On June 6, 1766, he married Mary Frogat (1744–1772) in New York City. They were the parents of one daughter, Mary Alsop (1769–1819), who married Rufus King (1755–1827).

Alsop died at his home in Newtown, Queens County, New York, on November 22, 1794, and is buried in Trinity Church Cemetery in Manhattan. His considerable fortune was passed to his daughter and son-in-law after his death.

===Descendants===
His nephew, Richard Alsop (1761–1815), was an author who wrote the National and Civil History of Chili, in two volumes, and was one of The Hartford Wits, also known as the Connecticut Wits, who were a group of American writers centered around Yale University and flourished in the 1780s and 1790s. In 1800, Alsop wrote a monody, in heroic verse, on the death of Washington. His son, also Richard Alsop (1790–1842), a partner of W. S. Wetmore, founded the house of Alsop & Co., in Valparaíso, Chile, and Lima, Peru.

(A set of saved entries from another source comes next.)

PR #885, opened 2019-11-30
Update A6c from judge discretion to Delegate

Ivan-Brigidano:


lgarron (approved):
We concluded that it's better to involve the Delegate because of incidents like:
- https://www.worldcubeassociation.org/incidents/23 
- https://www.worldcubeassociation.org/incidents/45

Such incidents already reach the Delegate (and the Delegate report) often.

PR #886, opened 2019-11-30
Update A6e to Delegate discretion

Ivan-Brigidano:
Addressing [this incident](https://www.worldcubeassociation.org/incidents/23)


lgarron (approved):
Thanks for the catch, #885 was indeed meant to include A6e as well (they're both about touching).

PR #889, opened 2019-12-01
Change "combined rounds" to "cutoff rounds". Closes #543.

### LINKED ISSUE #543: Get rid of the term "combined round"

lgarron:


Ivan-Brigidano (changes requested):
You forgot to change it in regulation 9o).

Rouxles:
Can't seem to find the PR from here, is the link dead?

lgarron:
> Can't seem to find the PR from here, is the link dead?

Hmm, https://github.com/thewca/wca-regulations/pull/889/files should show it.

Rouxles (approved):

Ivan-Brigidano (approved):

Issue #382, opened 2016-08-11
Changes to Clock Scrambles/Regulations


CoreySakowski:
A couple of proposals to make clock run more easily (more specifically, to avoid problems with the puzzle falling over while the cover is being lifted, and thus having to rescramble it):

1) For all clock scrambles, the pins will all be either up or down.
This would make the event easier to run, as the clock can be placed flat on the surface prior to inspection, and there would be no fear of it falling over. We would only have to make sure the clock is actually facing up the correct way.

2) Pins can be altered during inspection, and the position of the pins prior to inspection does not matter.
This would make things even easier. It is worth noting that pin positions do not affect whether the puzzle is solved, so by that logic, changing a pin does not affect the scrambled state of a puzzle either. But of course, this would shave off a significant amount of time at the beginning of the solve.

timreyn:
I agree with (1).  I think that pin positions are more work to enforce than they're worth.  Actually I would go a step further and say that the pins will all be up for consistency.  That way the scrambler can just immediately lie the puzzle on the table when they're done scrambling.

I disagree with (2).  I think that shaves a reasonably large amount of time.  I also think it makes first-clock skips easier, since you don't need to remember to go to a different pin position than you normally do, and the main reason that skips are hard to deal with is the change in routine.  Finally, I don't like the idea of allowing the competitor to manipulate the puzzle in only certain ways during inspection; I think this will make our lives more difficult in the long run.  The more event-specific rules we have, the more complicated things become for inexperienced judges, and I don't want judges to get confused about which manipulations are allowed during inspection.

AaronJamesBlair:
1) This would definitely save a massive amount of time for scramblers, runners, judges, and competitors. At a large event, something like US Nationals, this would save several minutes of time, allowing for the entire competition to stay on track a little easier. At a small or more localized event, this makes it easier for those judging who aren't competitors or familiar with clock to judge without confusion. I think all of the pins should be up no matter what, for consistency and ease of runner delivery. It speeds up scrambling and the start of the attempt for the competitor. The judge, at the most, would need to push the clock onto the table to push all of the pins up before starting the attempt.

2) I disagree with this due to the complications of ensuring that only pins are moving. While I can't speak for everyone, I know that even if I'm only playing with the pins on a clock, I push them up with my hands in position to start rotating the wheels.  This could make it hard for a judge to tell if only pins are moving.

[...]

PR #890, opened 2019-12-01
Specify that clock stands are allowed.

lgarron:
This is an alternative to #382 that addresses clocks falling over when the cover is removed.

We don't have a lot of experience with competitions trying clock stands, but we would like to learn if they are sufficiently beneficial.

### DIFF
--- a/wca-regulations.md
+++ b/wca-regulations.md
@@ -509,7 +509,8 @@ Note: Because Article and Regulation numbers are not reassigned when Regulations
 
 - F1) Standard speed solving procedures are followed, as described in [Article A](regulations:article:A) (Speed Solving). Additional regulations that supersede the corresponding procedures in [Article A](regulations:article:A) are described below.
 - F2) The judge places the scrambled puzzle onto the mat in a standing position.
-    - F2a) A stand may be used to hold the puzzle in standing position.
+    - F2a) The organization team may enforce using a stand for the puzzle to prevent it from falling before the start of the attempt. If these objects are used, this must be announced before the round starts.
+        - F2a1) The judge must remove the stand from the mat immediately after the competitor removes the puzzle from it.
 - F3) At the end of the inspection period, the competitor places the puzzle in a standing position. Penalty: disqualification of the attempt (DNF).
     - F3a) The competitor must not change the positions of any pins from their scrambled positions before the start of the solve. Penalty: disqualification of the attempt (DNF).
 
--- a/wca-regulations.md
+++ b/wca-regulations.md
@@ -509,6 +509,7 @@ Note: Because Article and Regulation numbers are not reassigned when Regulations
 
 - F1) Standard speed solving procedures are followed, as described in [Article A](regulations:article:A) (Speed Solving). Additional regulations that supersede the corresponding procedures in [Article A](regulations:article:A) are described below.
 - F2) The judge places the scrambled puzzle onto the mat in a standing position.
+    - F2a) A stand may be used to hold the puzzle in standing position.
 - F3) At the end of the inspection period, the competitor places the puzzle in a standing position. Penalty: disqualification of the attempt (DNF).
     - F3a) The competitor must not change the positions of any pins from their scrambled positions before the start of the solve. Penalty: disqualification of the attempt (DNF).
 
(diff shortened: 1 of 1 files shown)


wca-regulations.md
```diff
@@ -509,6 +509,7 @@ Note: Because Article and Regulation numbers are not reassigned when Regulations
 
 - F1) Standard speed solving procedures are followed, as described in [Article A](regulations:article:A) (Speed Solving). Additional regulations that supersede the corresponding procedures in [Article A](regulations:article:A) are described below.
 - F2) The judge places the scrambled puzzle onto the mat in a standing position.
+    - F2a) A stand may be used to hold the puzzle in standing position.
```
Ivan-Brigidano: I would prefer a more similar wording to `A2b1) For Square-1, the organization team may enforce placing a thin object in the puzzle to prevent accidental moves from being applied before the start of the attempt. If these objects are used, this must be announced before the round starts.`

```suggestion
    - F2a) The organization team may enforce placing a stand in the puzzle to prevent accidental falling before the start of the attempt. If these objects are used, this must be announced before the round starts.
```

hanwu85:
I have a question.  For clock stands, are they purely for organization issue?(prevent a clock falling after cover removed)  Or can the competitors use them after inspection?  If the competitors can/can not use them after inspection, I think we need to address that too.

lgarron:
> I have a question. For clock stands, are they purely for organization issue?(prevent a clock falling after cover removed) Or can the competitors use them after inspection? If the competitors can/can not use them after inspection, I think we need to address that too.

We haven't really been able to agree. So I think we should only allow it for the beginning of inspection, and discuss whether to allow using it at the end of inspection throughout the year.

(e.g. get top clock solvers to try it at home to see if they think it's an unfair to require or allow them)

wca-regulations.md
lgarron: I don't really like the way A2b1 does this for now. But I think that it's reasonable to copy for now.

How's this?

```suggestion
    - F2a) The organization team may enforce using a stand for the puzzle to prevent it from falling before the start of the attempt. If these objects are used, this must be announced before the round starts.
```

lgarron: And since this was unclear enough that @hanwu85 asked about it:

```suggestion
    - F2a) The organization team may enforce using a stand for the puzzle to prevent it from falling before the start of the attempt. If these objects are used, this must be announced before the round starts.
        - F2a1) The judge must remove the stand from the mat immediately after the competitor removes the puzzle from it.
```

Rouxles (approved):
Don't see any problems with these - really similar to sq1

wca-regulations.md
```diff
@@ -509,6 +509,8 @@ Note: Because Article and Regulation numbers are not reassigned when Regulations
 
 - F1) Standard speed solving procedures are followed, as described in [Article A](regulations:article:A) (Speed Solving). Additional regulations that supersede the corresponding procedures in [Article A](regulations:article:A) are described below.
 - F2) The judge places the scrambled puzzle onto the mat in a standing position.
+    - F2a) The organization team may enforce using a stand for the puzzle to prevent it from falling before the start of the attempt. If these objects are used, this must be announced before the round starts.
```
lgarron: More consistent wording:

```suggestion
    - F2a) The organization team may enforce using a stand for the puzzle to prevent it from falling before the start of the attempt. If such stands are used, this must be announced before the round starts.
```

Rouxles (approved):

wca-regulations.md
```diff
@@ -509,6 +509,8 @@ Note: Because Article and Regulation numbers are not reassigned when Regulations
 
 - F1) Standard speed solving procedures are followed, as described in [Article A](regulations:article:A) (Speed Solving). Additional regulations that supersede the corresponding procedures in [Article A](regulations:article:A) are described below.
 - F2) The judge places the scrambled puzzle onto the mat in a standing position.
+    - F2a) The organization team may enforce using a stand for the puzzle to prevent it from falling before the start of the attempt. If such stands are used, this must be announced before the round starts.
+        - F2a1) The judge must remove the stand from the mat immediately after the competitor removes the puzzle from it.
```
Ivan-Brigidano, line 513: I’m not sure if this should be a “must”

Another nephew, Joseph W. Alsop (1772–1844), had a daughter Lucy Alsop, who married Henry Chauncey, of the firm of Alsop & Chauncey, of New York City, who founded the Pacific Mail Steamship Company in 1848. His son, Joseph Wright Alsop, Jr. (1804–1878), was the father of Joseph Wright Alsop III (1838–1891), who was the father of Joseph Wright Alsop IV (1876–1953) who married Corinne Douglas Robinson (1886–1971), a niece of Theodore Roosevelt, and were the parents of Joseph Wright Alsop V (1910–1989) and Stewart Alsop (1914–1974), both American newspaper journalists and political analysts.